(Collected data)
■ ■ ■
PR #10, opened 2019-09-13
Load Newspack Ads block scripts in widget blocks editor

claudiulodro:
Using the new Widget Blocks editor, Newspack Theme sidebars, and Super Cool Ad Inserter, we can insert arbitrary block-based content in the sidebar, footer, above-content, below-content, and in-content on all pages. This should meet our needs for all common scenarios: newsletter sign-ups, CTAs, ads, pop-up block, etc.

My main concern is that Widget Blocks is not super robust right now, but that might be something we can help with as the first people using it in production.

This PR adds some handling to load up the Ad Unit Block scripts in the Customizer experimental widget blocks screen, so that they will be available. We'll need to do something similar for any other custom blocks we want available in Widget Blocks.

To test:
1. Have the latest version of Gutenberg active and this PR.
2. Go to Customizer > Widget Blocks.
3. You should be able to add an Ad Unit block in the Widget Blocks (styling issues to be resolved later):
Screen Shot 2019-09-13 at 2 59 10 PM
4. Add an ad unit to a widget and view on frontend:
Screen Shot 2019-09-13 at 2 59 35 PM


claudiulodro:
This isn't necessary now that we have an ads widget.

PR #18, opened 2020-01-21
Update the block Placeholder style

thomasguillot:
This PR brings more consistency with the Newspack Plugin by using the same Material Icon as seen in NP > Advertising.

It also fixes an overflow issue with the Placeholder/Padding.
■ ■ ■
• [WORK INSTRUCTIONS]:
Return exactly the lines from the beginning of the data above through the one containing "My main concern", please. Include both end lines and add nothing else.

• [WRITTEN RESPONSE]:
PR #10, opened 2019-09-13
Load Newspack Ads block scripts in widget blocks editor

claudiulodro:
Using the new Widget Blocks editor, Newspack Theme sidebars, and Super Cool Ad Inserter, we can insert arbitrary block-based content in the sidebar, footer, above-content, below-content, and in-content on all pages. This should meet our needs for all common scenarios: newsletter sign-ups, CTAs, ads, pop-up block, etc.

My main concern is that Widget Blocks is not super robust right now, but that might be something we can help with as the first people using it in production.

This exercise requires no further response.